The electron and nitrogen spins in TEMPO are strongly coupled at low magnetic fields, and this two-spin system has 10 allowed ESR transitions [43, 44]. Eight of them are π transitions that can be induced by rf magnetic fields perpendicular to the static magnetic field B₀. The other two are σ transitions that are induced by rf irradiation fields parallel to B₀. However, only three transitions (T_16π, T_25π, and T_34π) out of ten have significant transition probabilities at magnetic fields above ~2 mT. Thus, the ESR spectrum of TEMPO free radicals in the field range 2 – 10 mT, most commonly used for Overhauser DNP, has three main resonance lines. The maximum polarization enhancement E_max for solvent water protons, obtained via a complete saturation of any one of these resonances, is predicted to be of the order of −100 [43].

2.3 Instrumentation

Our instrumentation for 3D ULF MRI has been described in detail before [19–22]. We have used this system to acquire images of the human brain [21] and study parallel imaging at microtesla fields [20]. The system includes seven SQUID channels in a liquid He cryostat. They are characterized by magnetic field noise as low as 1.2 fT/Hz^1/2 at 1 kHz inside a magnetically shielded room (MSR). The modified system for ULF MRI with DNP, employed in the present work, is depicted schematically in Fig. 2. Its main difference from the previously used set-up is that the relatively heavy pre-polarization coils, cooled with liquid nitrogen [19, 22], are replaced with a pair of light Helmholtz coils and a thin rf antenna.

Fig. 2.

A) Schematic of the coil system for 3D ULF MRI with DNP. B) Schematic of the antenna used for rf irradiation of the sample.
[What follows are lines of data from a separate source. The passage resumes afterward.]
PR #960, opened 2026-08-20
fix(moe): add the replicated shared expert outside the TP all_reduce

rebel-kblee:
### 🚀 Summary of Changes

fix to support tp > 1, dp > 1 in deepseek

---

* Resolves #
* Related to #

---

### ✅ Type of Change

* [ ] 🚀 Release (`release`)
* [ ] ✨ Feature (`feature`)
* [x] 🛠 Bug fix (`fix`)

---

### 🧪 How to Test

1. Run `...`
2. Verify output: `...`
3. Edge case tested: `...`

---

---

### 📋 Checklist

---

### 💬 Notes

---

### DIFF
--- a/vllm_rbln/patches/deepseek_v2.py
+++ b/vllm_rbln/patches/deepseek_v2.py
@@ -38,14 +38,20 @@ def patched_deepseek_v2_moe_forward(
     if hidden_states.dtype != torch.float16:
         final_hidden_states *= self.routed_scaling_factor
 
+    shared_output = None
     if self.shared_experts is not None:
         shared_output = self.shared_experts(hidden_states)
         if hidden_states.dtype == torch.float16:
             shared_output *= 1.0 / self.routed_scaling_factor
-        final_hidden_states = final_hidden_states + shared_output
+        if not self.is_sequence_parallel:
+            final_hidden_states = final_hidden_states + shared_output
+            shared_output = None
 
     if self.tp_size > 1:
         final_hidden_states = tensor_model_parallel_all_reduce(final_hidden_states)
+
+    if shared_output is not None:
+        final_hidden_states = final_hidden_states + shared_output
     # FIXME(RBLN) - DO NOT reshape
     # return final_hidden_states.view(orig_shape)
     return final_hidden_states


vllm_rbln/patches/deepseek_v2.py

The new B_p coils are designed to generate a magnetic field of several mT. They are square with the side length of 61 cm, 2.5 cm × 2.5 cm cross section, and 33.5 cm spacing (Fig. 2A). The relative non-uniformity of the B_p field is less than 0.1% within 10 cm wide sample space, and the field strength is 0.57 mT at 1 A. Because the magnetic field stability is essential for DNP experiments, the B_p coils are driven by dc power supplies (Sorensen DLM 40-15) in current control mode. The B_p current is turned on and off with specially designed solid state switches [19]. An additional mechanical relay is used in the present set-up to completely disconnect the B_p coils from the power supplies before each measurement (after the pre-polarization), and thus prevent the power line noise from entering the system. The other four sets of coils in Fig. 2A are used to generate the µT-range measurement field B_m and three gradients, G_x=dB_z/dx, G_y=dB_z/dy, and G_z=dB_z/dz, for 3D Fourier imaging as described previously [19].

The rf antenna is used for irradiation of the sample at the ESR frequency of 120 MHz. Its schematic is shown in Fig. 2B. We chose the antenna design with a surface coil and a parallel transmission line [33, 46], that is widely used in ESR and Overhauser-enhanced MRI. The resonant circuit in this design is formed by the inductance of the surface coil and the distributed capacitance of the parallel line, which consists of two coaxial cables of length l. The parallel line has an open-circuit termination and is balanced by the λ/2 balun, formed by two coaxial pieces of λ/4 length (Fig. 2B). The balun ensures that voltages at the ends of the parallel line are opposite and symmetric with respect to the ground. The C_T capacitor is used for frequency tuning, and C_M – for impedance matching.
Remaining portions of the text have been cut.